Die Internationale Energieagentur sieht die europäischen Staaten in den kommenden Monaten vor einer ernsten Herausforderung bei der Öl- und Gasversorgung. Eine solche Energiekrise habe die Welt noch nicht erlebt, heißt es.
"Dieser Winter wird in Europa sehr, sehr schwierig werden", warnte Fatih Birol, Direktor der Internationale Energieagentur (IEA) am Dienstag auf einem Energieforum in Sydney. Die Energieversorgung sei eine große Sorge. "Das kann ernste Auswirkungen auf die Weltwirtschaft haben", sagte der Chef des Interessenverbands von westlichen Industriestaaten.
Nach Birols Einschätzung hat die Welt noch nie eine so tiefgreifende und komplexe Energiekrise erlebt. Er befürchte, dass "wir das Schlimmste vielleicht noch nicht gesehen haben".
Schließung der Pipeline Nord Stream 1 erhöht Sorge vor Energiekrise
Zuletzt hat sich die Sorge vor einer Energiekrise verstärkt, nachdem Russland die wichtige Gaspipeline Nord Stream 1 wegen routinemäßigen Wartungsarbeiten geschlossen hat. Seit Montagmorgen fließt kein Gas mehr durch die Leitung nach Deutschland. Es gibt die Befürchtung, dass die Pipeline nach den Arbeiten nicht wieder in Betrieb genommen wird.
Gas sparen, Kohlekraftwerke hochfahren, neue Partner suchen: So reagieren Europäer auf die gedrosselten Gaslieferungen aus Russland
Deutschland
Wasserdampf steigt aus den Kühltürmen des Braunkohlekraftwerks Jänschwalde der Lausitz Energie Bergbau AG (LEAG). Kaftwerke erleben wegen des Krieges in der Ukraine eine Konjunktur – auch wenn sie in der Kritik stehen. Laut Bundesnetzagentur ist die Versorgungslage in Deutschland aktuell "angespannt". Zwar seien die Gasspeicher zu 56,7 Prozent gefüllt und die Versorungslage damit stabil, aber sollten die Gaslieferungen weiter gekürzt werden oder ganz ausbleiben, rechnen Experten der Verbraucherzentrale mit steigenden Preisen um das Drei- bis Vierfache. Zuletzt hatte Gazprom die Gasflüsse durch die Pipeline Nord Stream 1 um 40 Prozent gedrosselt. Die Bundesregierung sieht sich deshalb genötigt, stillgelegte Kohle- und Atomkraftwerke wieder zum Laufen zu bringen, um den Strombedarf weiter zu decken. Am geplanten Kohleausstieg bis 2030 hält die Bundesregierung aber fest und bestellt deshalb Flüssiggas aus dem Ausland. Die dafür notwendigen LNG-Terminals müssen aber erst noch ausgebaut werden. Gleichzeitig rufen führende Politiker die Bevölkerung schon jetzt zum Energiesparen auf.

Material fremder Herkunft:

PR #540, opened 2022-02-07
feat(Select): End icon is svg

### LINKED ISSUE #465: ComboBox: icon is different than select
ComboBox and Select looks too different. So one or another should be changed to have same arrow icon.

ComboBox:
image

Select:
image

gretanausedaite:
- Updated `Select` and `ComboBox` to have new className.
- Added end icon for caret down.

Select:
image
image

Combobox:
image


gretanausedaite:
Should I add `svgIcon` prop to ComboBox (as in `LabeledSelect`) for custom message icon?

src/core/Select/Select.tsx
```diff
@@ -273,36 +276,38 @@ export const Select = <T,>(props: SelectProps<T>): JSX.Element => {
...
+        aria-haspopup='listbox'
+        style={style}
+        {...rest}
       >
         <div
           ref={selectRef}
           className={cx('iui-select-button', {
             'iui-placeholder': !selectedItem && !!placeholder,
             'iui-disabled': disabled,
             'iui-active': isOpen,
```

Mit Blick auf den Ausbau der erneuerbaren Energien, um die Abhängigkeit von russischem Gas zu verringern, verwies Birol auf die Bedeutung Chinas. Die Volksrepublik kontrolliere etwa 80 Prozent der weltweiten Lieferkette für Solarenergie. Nach Einschätzung des IEA-Direktors dürfte sich dieser Anteil in den kommenden Jahren erhöhen.